Final answer:
The question deals with the supply of uver rides in a competitive market at a set price. While the exact number of ride bundles provided at $125 per bundle is undisclosed, an analogy with a unionized labor market demonstrates the impact of wage increases on supply and demand.
Step-by-step explanation:
The student's question regards the competitive market for rides (referred to as 'uver rides') in a city, and how the number of service providers (in this case, 95 uver drivers) responds to a given price for a bundle of rides. The student is seeking an understanding of market dynamics, specifically the relationship between price and the number of bundles offered by the drivers in a competitive environment.

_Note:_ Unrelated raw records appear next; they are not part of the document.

PR #6885, opened 2023-07-05
Use ruff to replace flake8, pylint, isort and add more checks

legoktm:
## Status

Ready for review

## Description of Changes

Refs https://github.com/freedomofpress/securedrop-tooling/issues/10

Ruff is an incredibly fast Python linter (implemented in Rust). Out of the gate it can immediately replace flake8, isort and pyupgrade, and covers most (but not all) of pylint. And unlike flake8, it has the capability to auto-fix various issues (my main frustration with ruff has been that it does in less than a second what I used to spend hours doing manually!!).

Aside from being very fast, it's also really nice to have a very easy to configure tool (pyproject.toml) with well documented rulesets and rules (https://beta.ruff.rs/docs/rules/). We never set up any flake8 plugins but looking at the ones included in ruff, we probably should have! So far they've uncovered incorrectly marked-up translatable strings (see the flake-gettext commit) as well as broken tests (flake8-pytest-style and "Fix * test" commits). And there were a number of issues that flake8 should've caught but missed.

There are probably more plugins that we can enable but those can be done as follow-ups given how large this already is.

I did disable a number of suggested changes because I thought they hampered readability (e.g. using contextlib.suppress instead of try/except blocks), I tried to document each one in pyproject.toml and am happy to discuss and re-enable/disable other things that people don't like.

## Testing

* [ ] Visual review for code changes
* [ ] CI passes
* [ ] Team 👍🏾 on use of ruff as a tool

## Deployment

## Checklist


pyproject.toml
```diff
@@ -29,6 +31,16 @@ select = [
 ignore = [
     # incompatible with sqlalchemy https://github.com/astral-sh/ruff/issues/4560
     "E712",
+    # code complexity checks that we fail
+    "PLR0912", "PLR0913", "PLR0915",
```
rocodes, line 44: (Would there be any benefit to configuring them with a different max in the pyproject.toml instead of completely ignoring them? i.e. nudge us towards better future behaviour where we work to get that number down over time?)

admin/tests/test_securedrop-admin-setup.py
```diff
@@ -122,8 +122,8 @@ def test_envsetup_cleanup(self, tmpdir, caplog):
             "subprocess.check_output", side_effect=self.side_effect_venv_bootstrap(venv)
         ):
             bootstrap.envsetup(args, venv)
-            assert not os.path.exists(venv)
-            assert "Cleaning up virtualenv" in caplog.text
+        assert not os.path.exists(venv)
+        assert "Cleaning up virtualenv" in caplog.text
```
rocodes, line 126: oof. thanks, ruff <3

rocodes (approved):
Thanks for preparing this @legoktm.  Stepped through commit by commit and also ran linting locally, looks good to me (and a couple commits were pretty humbling...lookin' at you, 6e7cf93ed639dfac99a1278e3f6fe8d630c0b1d9).

Will hold off on merge so that others can take a quick look if they want, but changes LGTM.

pyproject.toml
legoktm: I'm generally just bearish on automated code complexity checks (e.g. I trust that if you're creating a function that takes 6+ arguments, you have a good reason to do so) which is why I opted to disable entirely rather than raise the limits, but I'm not against that if other people find them useful.

rocodes: IMO those checks are most useful when wrangling different kinds of outside contributors and trying to nudge folks in a certain direction prior to giving manual review feedback, but I'm fine to leave it as is.

Issue #6579, opened 2022-09-29
Prune obsolete dependencies from test-requirements.in


legoktm:
*This is a good first issue for new contributors to take on, if you have any questions, please ask on the task or in our [Gitter room](https://gitter.im/freedomofpress/securedrop)!*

However, as the essential data to directly answer this question is missing (i.e., the number of bundles supplied at the $125 price), we could instead consider a related scenario from labor economics involving a unionized labor market for bus drivers in Unionville, to exemplify market equilibrium and the effects of a union's negotiating power on wages and employment levels. The provided information shows that without a union, there would be an equilibrium at an $18 per hour wage with 8,000 bus drivers employed.
If the union negotiates a $4 increase in the hourly wage, the market experiences a wage increase to $22 per hour, leading to a decrease in demand to 4,000 workers and an increase in supply to 10,000 workers, resulting in an excess supply of 6,000 workers.